Problem description —
Please copy the lines below exactly, from the first one through the line showing "- All of the".

Stored data entries —
PR #515, opened 2022-04-27
feat: raw signatures in syscalls

### LINKED ISSUE #511: Avoid CBOR for all "userspace" syscalls
It's fine to use CBOR for "privileged" syscalls, but we should avoid using CBOR for syscalls intended to be called from user code as CBOR decoding is complex and difficult to charge for.

Specifically:

- `verify_signature` should take the signature _type_ and signature as separate fields instead of as one cbor-encoded blobl.
- All of the other verify_* functions should (at least as of M2) only be callable from specific "blessed" actors.

Stebalien:
Don't pass signatures as cbor-encoded objects with signature types. Instead, pass the type and the signature bytes separately.

This change _also_ avoids copying the signature when verifying it.

fixes https://github.com/filecoin-project/ref-fvm/issues/511

### DIFF
--- a/fvm/src/kernel/default.rs
+++ b/fvm/src/kernel/default.rs
@@ -18,6 +18,7 @@ use fvm_shared::commcid::{
     cid_to_data_commitment_v1, cid_to_replica_commitment_v1, data_commitment_v1_to_cid,
 };
 use fvm_shared::consensus::ConsensusFault;
+use fvm_shared::crypto::signature;
 use fvm_shared::econ::TokenAmount;
 use fvm_shared::error::ErrorNumber;
 use fvm_shared::piece::{zero_piece_commitment, PaddedPieceSize};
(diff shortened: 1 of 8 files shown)


fvm/src/kernel/default.rs
```diff
@@ -459,19 +460,40 @@ where
...
-            self.call_manager
-                .price_list()
-                .on_verify_signature(signature.signature_type()),
-        )?;
+        // TODO: remove this after the nv16 upgrade.
+        //
+        // < nv16: charge gas for the key lookup after we charge for the signature
+        // verification.
+        //
+        // <= nv16: charge for gas for the key lookup first (because we need to know the type of
```
Kubuxu, line 472:
```suggestion
        // >= nv16: charge for gas for the key lookup first (because we need to know the type of
```

Kubuxu:
Clippy fails

Kubuxu (commented):
LGTM

PR #516, opened 2022-04-27
feat: parameterize the hash syscall over the hash type

### LINKED ISSUE #270: Hash digest syscall
Currently, we have a single `hash_blake2b` syscall. I'd like to consider a more general `hash` function:

```rust
mod crypto {
    pub fn hash(multihash_code: u64, data: *const u8, data_len: u32, digest: *mut u8, digest_len: u32) -> u32 /* bytes written to digest */;
}
```

This would let us easily support arbitrary multihash codes in the FVM itself. NOTE: it would not write a _multihash_ to `digest`, just the digest part.

Pros:

1. Easier to deploy code that's generic over hash functions without having to upgrade it later.
2. Smaller API surface.
3. Multihash native.

Cons:

1. No static "not supported error". But we're going to run into the same problem with IPLD codecs. IMO, we should have a static "requires" section in the WASM module to export dependencies like this.

Stebalien:
This makes it a bit easier to add support for additional hash functions later. We could just have many syscalls, but parameterizing over a multicodec makes it easier to implement/use multihash libraries in actors.

fixes #270

### DIFF
--- a/fvm/src/kernel/default.rs
+++ b/fvm/src/kernel/default.rs
@@ -474,9 +474,17 @@ where
         Ok(signature.verify(plaintext, &signing_addr).is_ok())
     }
 
-    fn hash_blake2b(&mut self, data: &[u8]) -> Result<[u8; 32]> {
+    fn hash(&mut self, code: u64, data: &[u8]) -> Result<[u8; 32]> {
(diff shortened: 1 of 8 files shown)


raulk (approved):
Need to fix conformance once we release these changes and bubble to built-in actors, and back here.

Issue #504, opened 2022-04-20
Replace multihash::Code with u64 in the Blockstore interfaces


Stebalien:
Unfortunately, depending on "code" here means we need to pull in the hasher implementations themselves. This is a problem because, in the actors, we want to do hashing _outside_.

Stebalien:
A slightly less breaking alternative is to make it generic over `Code` (implementing a `Code` that uses the sdk).

PR #524, opened 2022-05-03
fix: make things independent of the Multihash code table

vmx:
It should now be possible to specify your own Multihash code
table.

@Stebalien this one is for you. Please let me know if this is something we want to tackle and whether it's the right direction. Ideally I'd like to use the default alloc value as little as possible and make it explicit most of the time.

It currently build, but I haven't even tried to compile the tests yet, as I'd like to get basic feedback, before I start making everything pretty.

### DIFF
--- a/ipld/blockstore/src/lib.rs
+++ b/ipld/blockstore/src/lib.rs
@@ -1,7 +1,8 @@
 use std::rc::Rc;
 
 use anyhow::Result;
-use cid::{multihash, Cid};
+use cid::multihash::MultihashDigest;
+use cid::CidGeneric;
 
 pub mod tracking;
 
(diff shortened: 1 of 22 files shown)


ipld/blockstore/src/lib.rs
```diff
@@ -1,40 +1,49 @@
...
+/// The default size for multihashes is currently set to `64` as it's the value the `multihash` is
+/// using is its default code table. Once a custom code table is used, it could be reduced to `32`.
+const DEFAULT_MULTIHASH_ALLOC_SIZE: usize = 64;
 
 /// An IPLD blockstore suitable for injection into the FVM.
 ///
 /// The cgo blockstore adapter implements this trait.
-pub trait Blockstore {
+///
+pub trait Blockstore<const S: usize = DEFAULT_MULTIHASH_ALLOC_SIZE> {
```
Stebalien, line 23: Being generic over the code type makes sense, but being generic over the size really isn't worth it:

1. It will lead to an annoying refactor in the actors (which will have to be backported).
2. It will conflict with all open PRs.

Stebalien:
Note: don't spend too much time on this right now. I'd like to see how much of breaking change this would be if we _only_ make these types generic over the code, but we're trying to wrap up M1 ASAP so bubbling breaking changes that _can_ be punted till M2 isn't a priority.

ipld/blockstore/src/lib.rs
vmx: Agreed, it didn't really felt nice anyway. I'll look if I find a better, less intrusive way.

Stebalien:
This is covered by a few issues (#504, and arguably #1238) but will need a lot of work to revive. Closing but keeping the branch.

Issue #523, opened 2022-05-03
propagate all gas outputs from message execution


raulk:
ApplyRet is missing these attributes:

- base fee burn (FIL)
- over estimation burn
- refund (FIL)
- refund (gas)
- gas burned

They are not propagated from `DefaultExecutor#finish_message()`, nor through the FFI (obviously), which means that clients can't access them.

Several Lotus itests are failing as a result, and there may be JSON-RPCs returning zero data on these fields.

vyzo:
Implementation:
- https://github.com/filecoin-project/ref-fvm/pull/526
- https://github.com/filecoin-project/filecoin-ffi/pull/275
- https://github.com/filecoin-project/lotus/pull/8593

raulk:
All work here is done.

PR #526, opened 2022-05-04
propagate all gas outputs in ApplyRet

vyzo:
See #523.

Also fixes a bug in system actors state, which was broken and revealed by the cbor4ii library (which is stricter than its predecessor).

### DIFF
--- a/fvm/src/executor/mod.rs
+++ b/fvm/src/executor/mod.rs
@@ -5,6 +5,7 @@ use std::fmt::Display;
 pub use default::DefaultExecutor;
 use fvm_ipld_encoding::RawBytes;
 use fvm_shared::bigint::{BigInt, Sign};
+use fvm_shared::econ::TokenAmount;
 use fvm_shared::error::ExitCode;
 use fvm_shared::message::Message;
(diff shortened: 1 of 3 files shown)


Stebalien (approved):

fvm/src/executor/mod.rs
```diff
@@ -70,6 +71,14 @@ pub struct ApplyRet {
     pub penalty: BigInt,
     /// Tip given to miner from message.
     pub miner_tip: BigInt,
+
+    // Gas stuffs
+    pub base_fee_burn: TokenAmount,
+    pub over_estimation_burn: TokenAmount,
+    pub refund: TokenAmount,
```
raulk, line 78: Let's continue using BigInt here. TokenAmount is aliased to BigInt, so not a big deal, but I'd prefer to contain entropy.

raulk (approved):

fvm/src/executor/mod.rs
Stebalien: Hm. We should probably go the other way so we can eventually get rid of that alias, right?

PR #527, opened 2022-05-04
feat: refactor gas charging to remove "borrowing"

Stebalien:
Basically:

1. On entering wasm, we call `update_gas_available` to update the available gas for the actor.
2. On exiting wasm, we call `charge_for_exec` to charge for execution gas.

Unlike the previous code:

1. We can handle this the same way in both the CallManager and the syscalls.
2. We never "borrow" or "return" the gas from/to the gas tracker.

### DIFF
--- a/fvm/src/syscalls/mod.rs
+++ b/fvm/src/syscalls/mod.rs
@@ -1,7 +1,11 @@
+use std::mem;
+
+use anyhow::{anyhow, Context as _};
 use cid::Cid;
-use wasmtime::{Global, Linker};
+use wasmtime::{AsContextMut, Global, Linker, Val};
 
 use crate::call_manager::backtrace;
+use crate::kernel::ExecutionError;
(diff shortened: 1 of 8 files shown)


fvm/src/syscalls/mod.rs
```diff
@@ -30,11 +34,62 @@ pub struct InvocationData<K> {
     /// after receiving this error without calling any other syscalls.
     pub last_error: Option<backtrace::Cause>,
 
-    /// The global containing remaining available gas
+    /// The global containing remaining available gas.
     pub avail_gas_global: Global,
+    /// The last-set milligas limit. When `cahrge_for_exec` is called, we charge for the
```
magik6k, line 39:
```suggestion
    /// The last-set milligas limit. When `charge_for_exec` is called, we charge for the
```

magik6k (approved):

PR #1512, opened 2023-01-19
fix: expose the effective gas premium

### LINKED ISSUE #1471: The `GASPRICE` opcode does not return the effective gas price
The [EIP-1559 states](https://github.com/ethereum/EIPs/blob/master/EIPS/eip-1559.md#specification) that the `GASPRICE` opcode **must** return the `effective_gas_price` as defined in the specification. The effective gas price is the sum of the base fee per gas and the priority fee per gas (miner tip), capped at a maximum of `max_fee_per_gas`.

However, the FEVM implementation in `builtin-actors/actors/evm/src/interpreter/instructions/context.rs#L84` for the `GASPRICE` opcode does not return the capped value. Instead, it returns the sum of the base fee and the priority fee per gas.

##### Recommendation

We recommend returning the capped value of `effective_price`.

Stebalien:
We previously exposed the specified gas premium, but that's not all that useful. The user pays the _effective_ gas premium, which is capped at `feecap - basefee`. I.e., the user never pays more than the fee cap.

Unfortunately, this needs to be behind a feature flag on hyperspace until the c.3 upgrade.

fixes #1471

### DIFF
--- a/fvm/src/executor/default.rs
+++ b/fvm/src/executor/default.rs
@@ -80,6 +80,27 @@ where
             events: Vec<StampedEvent>, // TODO consider removing if nothing in the client ends up using it.
         }
 
+        // Filecoin caps the premium plus the base-fee at the fee-cap.
+        // We expose the _effective_ premium to the user.
+        let effective_premium = msg
+            .gas_premium
+            .clone()
+            .min(&msg.gas_fee_cap - &self.context().base_fee)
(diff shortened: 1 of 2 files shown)


maciejwitowski:
Makes sense. Added issue to clean the flag https://github.com/filecoin-project/ref-fvm/issues/1515

PR #1516, opened 2023-01-19
Release ipld_encoding 0.3.3, FVM 3.0.0-alpha.21

arajasek:
As in the title.

### DIFF
--- a/Cargo.lock
+++ b/Cargo.lock
@@ -1521,7 +1521,7 @@ dependencies = [
  "frc42_dispatch",
  "fvm_actor_utils",
  "fvm_ipld_blockstore 0.1.1 (registry+https://github.com/rust-lang/crates.io-index)",
- "fvm_ipld_encoding 0.3.2 (registry+https://github.com/rust-lang/crates.io-index)",
+ "fvm_ipld_encoding 0.3.2",
  "fvm_shared 3.0.0-alpha.17 (registry+https://github.com/rust-lang/crates.io-index)",
  "num-derive",
  "num-traits",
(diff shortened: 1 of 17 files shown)


Cargo.lock
```diff
@@ -1541,7 +1541,7 @@ dependencies = [
  "futures",
  "fvm_ipld_blockstore 0.1.1 (registry+https://github.com/rust-lang/crates.io-index)",
  "fvm_ipld_car 0.6.0 (registry+https://github.com/rust-lang/crates.io-index)",
- "fvm_ipld_encoding 0.3.2 (registry+https://github.com/rust-lang/crates.io-index)",
+ "fvm_ipld_encoding 0.3.2",
```
jennijuju, line 1544: what does (registry+https://github.com/rust-lang/crates.io-index)", mean and do

Cargo.lock
```diff
@@ -1521,7 +1521,7 @@ dependencies = [
  "frc42_dispatch",
  "fvm_actor_utils",
  "fvm_ipld_blockstore 0.1.1 (registry+https://github.com/rust-lang/crates.io-index)",
- "fvm_ipld_encoding 0.3.2 (registry+https://github.com/rust-lang/crates.io-index)",
+ "fvm_ipld_encoding 0.3.2",
```
jennijuju, line 1524: is this suppose to be 0.3.3?

arajasek: Yeah, that one makes sense because the version of builtin-actors we're using hasn't updated to 0.3.3 yet.

Cargo.lock
arajasek: I have no idea, I don't question the lock file.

Result for this exercise —
PR #515, opened 2022-04-27
feat: raw signatures in syscalls

### LINKED ISSUE #511: Avoid CBOR for all "userspace" syscalls
It's fine to use CBOR for "privileged" syscalls, but we should avoid using CBOR for syscalls intended to be called from user code as CBOR decoding is complex and difficult to charge for.

Specifically:

- `verify_signature` should take the signature _type_ and signature as separate fields instead of as one cbor-encoded blobl.
- All of the other verify_* functions should (at least as of M2) only be callable from specific "blessed" actors.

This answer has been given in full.